Hundreds of thousands of people marched through the streets of this capital on Sunday to protest a legal battle that could force its leftist mayor from office and ruin his chances of running for president.
Mayor Andres Manuel Lopez Obrador, 50, a leader of the opposition Democratic Revolutionary Party, marched with supporters to the Zocalo, the city's central plaza.
PHOTO: EPA
He delivered a defiant speech, urging this country's bitterly divided political forces to unite behind a plan to combat corruption and poverty.
"We are not going to be beaten," Lopez told the crowd, estimated by the police at 200,000. "No matter what happens, I am going to continue fighting for my principles."
In the four years since Lopez became mayor of the most populous city in the Americas, with 18 million people, he has become Mexico's most popular politician, with polls consistently showing him as the leading contender to succeed President Vicente Fox in 2006.
Lopez has won broad support, from Mexico's wealthiest business leaders to its poorest street vendors, for revitalizing the city's crumbling historic center, expanding clogged freeways and providing monthly payments to people over 70.
In recent months, however, he has been besieged by scandal. In March, hidden cameras recorded one of his principal political operators, Rene Bejarano, accepting wads of cash from a businessman seeking city construction contracts.
Lopez's former finance minister has been accused of using public money for lavish gambling trips to Las Vegas.
Now, the Mexican Congress, dominated by opponents of Lopez, is considering a vote to impeach him and strip him of his official immunity from prosecution to face charges that his government ignored a court order to stop construction of a public road on private property.
Lopez said the legal challenge and the videos were part of a conspiracy led by Fox to destroy his chances of winning the presidency. If he faces criminal charges, he will be barred from running for office.
In his speech, Lopez insisted that he had not broken the law.
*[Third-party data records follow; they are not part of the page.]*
PR #290, opened 2021-07-06
[eth-with-balance] Add eth-with-balance strategy

AronVanAmmers:
Adds a new strategy `eth-with-balance` which gives a voting power of 1 to any address with a configurable minimum ETH balance.

### DIFF
--- a/src/strategies/eth-with-balance/index.ts
+++ b/src/strategies/eth-with-balance/index.ts
@@ -1,0 +1,29 @@
+import { strategy as ethBalanceOfStrategy } from '../eth-balance';
+import { verifyResults } from '../ocean-marketplace/oceanUtils';
+
+export const author = 'Aron van Ammers';
+export const version = '0.1.0';
+
+export async function strategy(
+  space,
+  network,
+  provider,
+  addresses,
+  options,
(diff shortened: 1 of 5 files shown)


src/strategies/eth-with-balance/index.ts
```diff
@@ -0,0 +1,29 @@
+import { strategy as ethBalanceOfStrategy } from '../eth-balance';
+import { verifyResults } from '../ocean-marketplace/oceanUtils';
+
+export const author = 'Aron van Ammers';
```
bonustrack, line 4: This should be your GitHub username
```suggestion
export const author = 'AronVanAmmers';
```

src/strategies/eth-with-balance/index.ts
```diff
@@ -0,0 +1,29 @@
+import { strategy as ethBalanceOfStrategy } from '../eth-balance';
+import { verifyResults } from '../ocean-marketplace/oceanUtils';
```
bonustrack, line 2: This doesn't seem to be used you can remove it
```suggestion
```

bonustrack (approved):
Looks good!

But he argued that the charges against him were too petty a reason to remove a mayor from office.
Even many who do not support Lopez say that prohibiting him from running for president on a legal technicality could further disillusion the Mexican electorate and undermine the country's young democracy.
Many demonstrators on Sunday wore stickers that read, "Say what you want, I am with Lopez Obrador." One banner read, "If it's war they want, we will give them war."
"We are the voice of the people," said Graciela Alcaraz, 83. "And we are here to support Lopez Obrador because he is the only political leader who worries that people like us have something decent to eat."
Still, it was clear that the scandals had hurt his popularity and plunged his party into its worst crisis.
Critics and supporters alike said that the mayor had performed poorly under the pressure.
They say he has isolated himself from his Cabinet and closest advisers, showing an increasingly authoritarian political style.